Inscription : 2017 à University of Paris

Jury :

  •     Philippe Langlais (rapporteur), Université de Montréal
  •     Emmanuel Morin (rappporteur), Université de Nantes
  •     Marianna Apidianaki (examinatrice), Université de Pennsylvanie
  •     Didier Schwab (examinateur), Université de Grenoble Alpes
  •     Benoît Crabbé (directeur de thèse), Université de Paris
  •     Marie Candito (co-encadrante), Université de Paris

Abstract :

 Word Sense Disambiguation (WSD) is a Natural Language Processing (NLP) task which goal is to automatically predict the meaning of words in context, based on a predefined sense inventory. The success of this task relies on the use of lexical resources and sense annotated data. Moreover, the recent development of contextual representations based on deep learning neural networks has greatly improved the performance of disambiguation systems.

In this thesis, we focus on the disambiguation of French verbs, a language that has little or no viable data for this task. First, we review a state of the art of neural net based contextual representations and disambiguation methods.

Then, we investigate the role of syntax for the disambiguation of verbs. To do so, we first perform a corpus study exploring the potential correlation between verbs' argument structures and senses. We then study whether the argument structure of verbs is encoded in contextual representations obtained from attention-based neural networks. We also propose a model that learns contextual representations from syntactic structures of sentences provided a priori by a parser and test them on the disambiguation task.

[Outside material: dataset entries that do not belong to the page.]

PR #894, opened 2024-10-17
Couple fixes for clangd language server

koct9i:
- yt/client: include async_stream.h in file_reader.h
  NApi::IFileReader needs NConcurrency::IAsyncZeroCopyInputStream.
  
- Declare yt/yt/client/api/rpc_proxy/protocol_version_variables.h using CONFIGURE_FILE
  Otherwise resulting file does not materialize after:
  ya make --build-all --force-build-depends --replace-result --add-result=.h yt/yt/client/
  
  Proper source file generation is required at least for making clangd happy.

### DIFF
--- a/yt/yt/client/ya.make
+++ b/yt/yt/client/ya.make
@@ -198,6 +198,11 @@ SRCS(
     kafka/requests.cpp
 )
 
+CONFIGURE_FILE(
+    api/rpc_proxy/protocol_version_variables.h.in
+    api/rpc_proxy/protocol_version_variables.h
+)
+
 SRCS(
     ${YT_SRCS}
     yt/yt/client/api/rpc_proxy/protocol_version_variables.h.in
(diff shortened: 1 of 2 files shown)


yt/yt/client/ya.make
```diff
@@ -198,6 +198,11 @@ SRCS(
     kafka/requests.cpp
 )
 
+CONFIGURE_FILE(
```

Finally, in the last part of this thesis, we address the problem of data availability regarding the WSD task for any other language than English, using French as an example. After studying various automatically produced resources, we propose to use Wiktionary, a free and collaborative dictionary based on the Wikipedia model, and release FrenchSemEval, the first evaluation corpus for the French verb disambiguation task. We evaluate several disambiguation systems on this dataset and obtain the very first results for this task.